What is Non-blocking Concurrency and how is it different than Normal Concurrency using Threads.
Non-blocking concurrency is a different way to coordinate access between threads from blocking concurrency. There is a lot of background (theoretical) material out there, but the simplest explanation (as it seems that you're looking for a simple, hands-on answer), is that non-blocking concurrency does not make use of locks.
Why dont we use "non-blocking" Concurrency in all the scenarios where concurrency is required.
We do. I'll show you in a bit. But it is true that there aren't always efficient non-blocking algorithms for every concurrency problem.
are there any overheads for "non-blocking"
Well, there's overhead for any type of sharing information between threads that goes all the way down to how the CPU is structured, especially when you get what we call "contention", i.e. synchronizing more than one thread that are attempting to write to the same memory location at the same time. But in general, non-blocking is faster than blocking (lock-based) concurrency in many cases, especially all the cases where there are well known, simple, lock-free implementation of a given algorithm/data-structure. It is these good solutions that are provided with Java.
I have heard that this is available in Java.
Absolutely. For starters, all the classes in java.util.concurrent.atomic provide lock-free maintenance of shared variables. In addition, all the classes in java.util.concurrent whose names start with ConcurrentLinked or ConcurrentSkipList, provide lock-free implementation of lists, maps and sets.
Are there any particular scenarios we should use this feature.
You would want to use the lock-free queue and deque in all cases where you would otherwise (prior to JDK 1.5) use Collections.synchronizedlist, as they provide better performance under most conditions. i.e., you would use them whenever more than one thread is concurrently modifying the collection, or when one thread is modifying the collection and other threads are attempting to read it. Note that the very popular ConcurrentHashMap does actually use locks internally, but it is more popular than ConcurrentSkipListMap because I think it provides better performance in most scenarios. However, I think that Java 8 would include a lock-free implementation of ConcurrentHashMap.

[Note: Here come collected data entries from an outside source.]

PR #2282, opened 2025-04-08
fix(button): always use the current text color for icons

bennypowers:
ensures legibility in all color schemes

## What I did

1. set the icon color for buttons which have one to `currentcolor`: i.e. the color-scheme dependent text color for a given button

## Testing

https://deploy-preview-2282--red-hat-design-system.netlify.app/elements/button/demo/color-context/

image
image


zeroedin (approved):
🚀

Issue #2295, opened 2025-04-09
[docs][bug] `<rh-tile>` Demos TOC has layout issues


markcaron:
### Description

The TOC on `<rh-tile>` Demos is

1. Way too long (and won't scroll), making the last links impossible to reach
2. Squishes the arrows and rags the left-alignment on longer link text

Note: On #2 it seems that the `display: inline-flex;` is allowing the left "column" to shrink as needed, which shrinks the SVG.

### Screenshots

**Horizontal**
<img width="1211" alt="Image" src="https://github.com/user-attachments/assets/82531496-193a-4e41-9d89-1fb6b6f89729" />

**Vertical**
<img width="465" alt="Image" src="https://github.com/user-attachments/assets/8c512750-3740-48ce-8fd9-f9a0632675f2" />

### Steps to reproduce

1. Go to [Tile's Demo page](https://ux.redhat.com/elements/tile/demos/)
2. See wonky TOC

### Expected behaviour

1. All of the demo links in the vertical TOC should be reachable
2. The arrow sizes and left-alignment should be consistent

### Operating System (OS)

macOS

### Browser

Chrome

PR #2296, opened 2025-04-09
docs(uxdot-toc): fix TOC arrow size and alignment

markcaron:
## What I did

- [x] Fix arrow size and alignment in demos TOC

## Testing Instructions

1. Go to Tile's demo in DP
2. Compare to live version

Closes https://github.com/RedHat-UX/red-hat-design-system/issues/2295


markcaron:
Will tackle fixing vertical TOC overflow on long demo TOCs, like Tiles, via reducing the number of items. It seems that the main source of this issue is the size of the list—no list should be that long.

bennypowers (approved):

Is there a difference/advantage of using one of these methods for a collection. What are the trade offs
Well, in this short example, they are exactly the same. Note, however, that when you have concurrent readers and writers, you must synchronize the reads as well as the writes, and Collections.synchronizedList() does that. You might want to try the lock-free ConcurrentLinkedQueue as an alternative. It might give you better performance in some scenarios.
General Note
While concurrency is a very important topic to learn, bear in mind that it is also a very tricky subject, where even very experienced developers often err. What's worse, you might discover concurrency bugs only when your system is under heavy load. So I would always recommend using as many ready-made concurrent classes and libraries as possible rather than rolling out your own.